Just in case anyone had not heard of it or been to see it.

link to video

Well worth a visit, as the video doesn't capture it's enormity.


----------



## HurricaneSmith (Jul 13, 2007)

It's a piece of genius, and is a good example of modern engineering looking superb in the countryside.

When you visit, it's only a short distance to the Antonine Wall which is also worth a walk.


----------



## GEMMY (Jun 19, 2006)

Is also worth a visit and ride, you can also 'overnight' on the carpark and view the comings and goings

tony


----------



## Kev1 (Apr 4, 2011)

Yep a great place to visit and don't miss the kelpies 
Stainless steel horse heads about 5 miles away


----------



## teemyob (Nov 22, 2005)

Nearer to home!


----------



## teemyob (Nov 22, 2005)

GEMMY said:


> https://www.youtube.com/watch?v=usUwiL2NJiQ
> 
> Is also worth a visit and ride, you can also 'overnight' on the carpark and view the comings and goings
> 
> tony


Legally ?


----------



## GEMMY (Jun 19, 2006)

Yes mate  

tony


----------



## talogon (Aug 12, 2009)

Yes Kev it is brilliant, we did the boat trip on it last year.
Brian


----------



## zappy61 (May 1, 2005)

Thanks Kev it looks very impressive Kev, its on the list to see in the new year.

Graham


----------



## teemyob (Nov 22, 2005)

On my list for next month.

TM


----------



## Pudsey_Bear (Sep 25, 2008)

There's a little machine which you put a penny in and it impresses a graphic of the wheel, like there used to be in the 60s, kids think it's great.


----------



## Arrachogaidh (Sep 27, 2011)

The Wheel does close for annual maintenance so do check out the Scottish Canals website for info before making a trip in the winter months.


----------



## mistycat (Jan 28, 2014)

looks like TM wont be the only one going over the border soon,
looks like a plan for a weekender?
Misty


----------



## Jimblob44 (Oct 26, 2013)

My friend who I go to visit often stays just 5 minutes from the wheel and I have never been!
I have seen it as I drive round the roundabout heading into Falkirk but never stopped. I will make a point of visiting it next time I am there.


----------



## Pudsey_Bear (Sep 25, 2008)

I wonder if I'll get a commission on increased foot fall.


----------



## teemyob (Nov 22, 2005)

*List*

Now in the Route for next month.

It Only added 4 miles to it!.

TM


----------



## Pudsey_Bear (Sep 25, 2008)

confused, Falkirk is nowhere to be seen on that route.


----------



## HurricaneSmith (Jul 13, 2007)

He's simply posted in the wrong thread Kev.
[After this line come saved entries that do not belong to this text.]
PR #4818, opened 2024-07-24
fix: make sure anonymous dot notation works with pi-type-valued type synonyms

### LINKED ISSUE #4761: Anonymous dot notation fails on propositions defined by `∀`
### Prerequisites

### Description

```
def Foo : Prop := ∀ a : Nat, a = a

protected theorem Foo.intro : Foo := sorry
example : Foo := .intro
```
produces
```
invalid dotted identifier notation, unknown identifier `Eq.intro` from expected type
  Foo
```
on the `example`

**Expected behavior:** Anonymous dot notation works here

**Actual behavior:** Anonymous dot notation doesn't work here

### Context

In Mathlib, anonymous dot notation on `Monotone` fails due to this bug. See eg https://github.com/leanprover-community/mathlib4/pull/13338#discussion_r1660087804.

### Versions

4.10.0-rc2

### Impact

kmill:
When resolving anonymous dot notation (`.ident x y z`), it would reduce the expected type to whnf. Now, it unfolds definitions step-by-step, even if the type synonym is for a pi type like so
```lean
def Foo : Prop := ∀ a : Nat, a = a
protected theorem Foo.intro : Foo := sorry
example : Foo := .intro
```

Closes #4761

### DIFF
--- a/src/Lean/Elab/App.lean
+++ b/src/Lean/Elab/App.lean
@@ -1357,7 +1357,7 @@ private partial def resolveDotName (id : Syntax) (expectedType? : Option Expr) :
   withForallBody expectedType fun resultType => do
     go resultType expectedType #[]
 where
-  /-- A weak version of forallTelescopeReducing that only uses whnfCore. -/
+  /-- A weak version of forallTelescopeReducing that only uses whnfCore, to avoid unfolding definitions except by `unfoldDefinition?` below. -/
   withForallBody {α} (type : Expr) (k : Expr → TermElabM α) : TermElabM α :=
     forallTelescope type fun _ body => do
       let body ← whnfCore body
--- a/tests/lean/run/4761.lean
+++ b/tests/lean/run/4761.lean
@@ -6,3 +6,12 @@ def Foo : Prop := ∀ a : Nat, a = a
 
 protected theorem Foo.intro : Foo := sorry
 example : Foo := .intro
+
+/-!
+Making sure that the type synonym `Foo'` still works.
+This used to be unfolded during `forallTelescopeReducing`,
+and now it is "manually" unfolded in the elaboration algorithm.
+-/
+example : Nat → Option Nat := .some
+def Foo' := Nat → Option Nat
+example : Foo' := .some


src/Lean/Elab/App.lean
```diff
@@ -1354,9 +1354,17 @@ private partial def resolveDotName (id : Syntax) (expectedType? : Option Expr) :
   tryPostponeIfNoneOrMVar expectedType?
   let some expectedType := expectedType?
     | throwError "invalid dotted identifier notation, expected type must be known"
-  forallTelescopeReducing expectedType fun _ resultType => do
```
nomeata, line 1357: Just curious: Could we have used `forallTelescope` if we had a `TransparencyMode` none?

His post is regarding a visit to Huy having watched "The Missing" and that thread.


----------



## mistycat (Jan 28, 2014)

Something ,MISSING, 

Misty


----------



## mistycat (Jan 28, 2014)

Just as I was posting,,,


----------



## dovtrams (Aug 18, 2009)

The wheel, the Kelpies and a walk along the Antonine wall, what a way to spend the weekend. Great.

Dave


----------